▸ **Work to complete**
State how many lines of the entries include the string "approved", please, leaving out everything but the number.

------------------------------------------------------------------------

PR #4221, opened 2022-11-18
Fixed two bugs: 1. all TPU cores are used in the program compilation …

xsi-aws:
…in multi-instance case. 2. Invalid TPU mesh coord indices causing the fingerprint to be different in each compilation for multi-instance, resulting in extra memory usage.

### DIFF
--- a/third_party/xla_client/xrt_computation_client.cc
+++ b/third_party/xla_client/xrt_computation_client.cc
@@ -1083,7 +1083,16 @@ std::unique_ptr<xrt::XLAComputation> XrtComputationClient::CreateXrtComputation(
   if (devices.size() > 1) {
     auto device_assignment = config->mutable_device_assignment();
     auto computation_device = device_assignment->add_computation_devices();
-    for (int64_t i = 0; i < devices.size(); ++i) {
+    auto local_device = GetLocalDevices();
+    int64_t local_tpu;
+    for (auto& device : local_device) {
+      if (device.compare(0, 4, "CPU:") == 0 && devices.size() > 1) {
+        continue;
+      }
+      local_tpu = std::stoi(device.substr(4));
+    }
+    int64_t local_ordinal_start = 32 * (local_tpu / 32);
+    for (int64_t i = local_ordinal_start; i < local_ordinal_start + 32; ++i) {
       Device device(devices[i]);
       auto replica_device = computation_device->add_replica_devices();
       if (device.kind == "TPU") {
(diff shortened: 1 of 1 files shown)


third_party/xla_client/xrt_computation_client.cc
```diff
@@ -1083,7 +1083,16 @@ std::unique_ptr<xrt::XLAComputation> XrtComputationClient::CreateXrtComputation(
...
     auto device_assignment = config->mutable_device_assignment();
     auto computation_device = device_assignment->add_computation_devices();
-    for (int64_t i = 0; i < devices.size(); ++i) {
+    auto local_device = GetLocalDevices();
+    int64_t local_tpu;
+    for (auto& device : local_device) {
+      if (device.compare(0, 4, "CPU:") == 0 && devices.size() > 1) {
+        continue;
+      }
+      local_tpu = std::stoi(device.substr(4));
```
hjm-aws, line 1092: break out of loop here.

third_party/xla_client/xrt_computation_client.cc
```diff
@@ -1083,7 +1083,16 @@ std::unique_ptr<xrt::XLAComputation> XrtComputationClient::CreateXrtComputation(
   if (devices.size() > 1) {
     auto device_assignment = config->mutable_device_assignment();
     auto computation_device = device_assignment->add_computation_devices();
-    for (int64_t i = 0; i < devices.size(); ++i) {
+    auto local_device = GetLocalDevices();
+    int64_t local_tpu;
```
hjm-aws, line 1087: Initialize this to some invalid value, like -1. Then do a `XLA_CHECK` after the for loop to ensure it's assigned a valid value.

third_party/xla_client/xrt_computation_client.cc
```diff
@@ -1083,7 +1083,16 @@ std::unique_ptr<xrt::XLAComputation> XrtComputationClient::CreateXrtComputation(
...
+    for (auto& device : local_device) {
+      if (device.compare(0, 4, "CPU:") == 0 && devices.size() > 1) {
+        continue;
+      }
+      local_tpu = std::stoi(device.substr(4));
+    }
+    int64_t local_ordinal_start = 32 * (local_tpu / 32);
```
hjm-aws, line 1094: make it const

third_party/xla_client/xrt_computation_client.cc
```diff
@@ -1405,19 +1414,20 @@ void XrtComputationClient::InitializeDevices(
...
                              topology_proto->num_tpu_devices_per_task() *
-                             topology_proto->mesh_shape_size() +
-                         parsed_device.id * topology_proto->mesh_shape_size();
+                             topology_proto->mesh_shape_size();
+    int64_t base_index = task_index + parsed_device.id * topology_proto->mesh_shape_size();
     std::vector<int> device_mesh_coords(topology_proto->mesh_shape_size());
     for (int i = 0; i < topology_proto->mesh_shape_size(); ++i) {
       device_mesh_coords[i] =
-          topology_proto->device_coordinates(base_index + i);
+          topology_proto->device_coordinates(base_index - task_index + i);
```
hjm-aws, line 1424: Since 
```
base_index = task_index + parsed_device.id * topology_proto->mesh_shape_size()
```

so 
```
base_index - task_index = parsed_device.id * topology_proto->mesh_shape_size()
```

So here it's just 
```
parsed_device.id * topology_proto->mesh_shape_size() + i
```

Then can we simply redefine base_index as 
```
const int64_t base_index = parsed_device.id * topology_proto->mesh_shape_size();
```
and use it here?

third_party/xla_client/xrt_computation_client.cc
```diff
@@ -1405,19 +1414,20 @@ void XrtComputationClient::InitializeDevices(
...
     }
     device_mesh_coords_.insert(
         {dev_target.second, std::move(device_mesh_coords)});
   }
 
+
```
hjm-aws, line 1430: avoid unnecessary whitespace changes

hjm-aws (changes requested):

third_party/xla_client/xrt_computation_client.cc
hjm-aws: Also we can't use 32 here. It at least needs to be an env var because other hardware will not necessarily have 32 devices per node.

PR #4223, opened 2022-11-19
Prevent multi register Lazy key

JackCaoG:
Doing a quick fix for 1.13 since it is less intrsuive. I will do a proper fix using `std::call_once` in master

### DIFF
--- a/torch_xla/__init__.py
+++ b/torch_xla/__init__.py
@@ -129,4 +129,5 @@ def _init_xla_lazy_backend():
 
 atexit.register(_prepare_to_exit)
 _apply_patches()
-_init_xla_lazy_backend()
+if os.environ.get('INIT_LAZY_BACKEND', '1') != '0':
+  _init_xla_lazy_backend()
--- a/torch_xla/core/xrt_run_server.py
+++ b/torch_xla/core/xrt_run_server.py
@@ -6,6 +6,7 @@ import subprocess
 import sys
 
 from pathlib import Path
+os.environ['INIT_LAZY_BACKEND'] = '0'
 from torch_xla.__init__ import server_is_alive, XRT_RUN_SERVER_PROCESS, XRT_SERVER_REGEX
 
 


will-cromar (approved):

torch_xla/__init__.py
```diff
@@ -129,4 +129,5 @@ def _init_xla_lazy_backend():
 
 atexit.register(_prepare_to_exit)
 _apply_patches()
-_init_xla_lazy_backend()
+if os.environ.get('INIT_LAZY_BACKEND', '1') != '0':
```
yeounoh, line 132: @JackCaoG do you think we could add some comments here explaining why and what this change / flag does for future reference?

JackCaoG: this is a 1.13 only quick hack, I will fix it properly in the master.

torch_xla/core/xrt_run_server.py
```diff
@@ -6,6 +6,7 @@
 import sys
 
 from pathlib import Path
+os.environ['INIT_LAZY_BACKEND'] = '0'
```
yeounoh, line 9: Similar to the earlier comment -- also because I don't know why this wasn't done before and needed now. Maybe something like, `// disable INIT_LAZY_BACKEND in xrt_run_server because ...` could help us, otherwise, this could become a tribal knowledge.

torch_xla/__init__.py
JackCaoG: ok added a quick comment.

yeounoh (approved):
Approve, I added some minor comments asking for some comments/contexts -- but, we can handle this later when you fix it with `execute_once` semantic.

torch_xla/__init__.py
yeounoh: Gotcha, thanks @JackCaoG

torch_xla/core/xrt_run_server.py
JackCaoG: well the right fix is to make sure `_init_lazy_backend`'s corresponding key registration function to only trigger once per process. This fix is not enough, but a quick workaround since it is less intrusive.

yeounoh: > this is a 1.13 only quick hack, I will fix it properly in the master.

ditto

------------------------------------------------------------------------

▸ **Exercise output**
2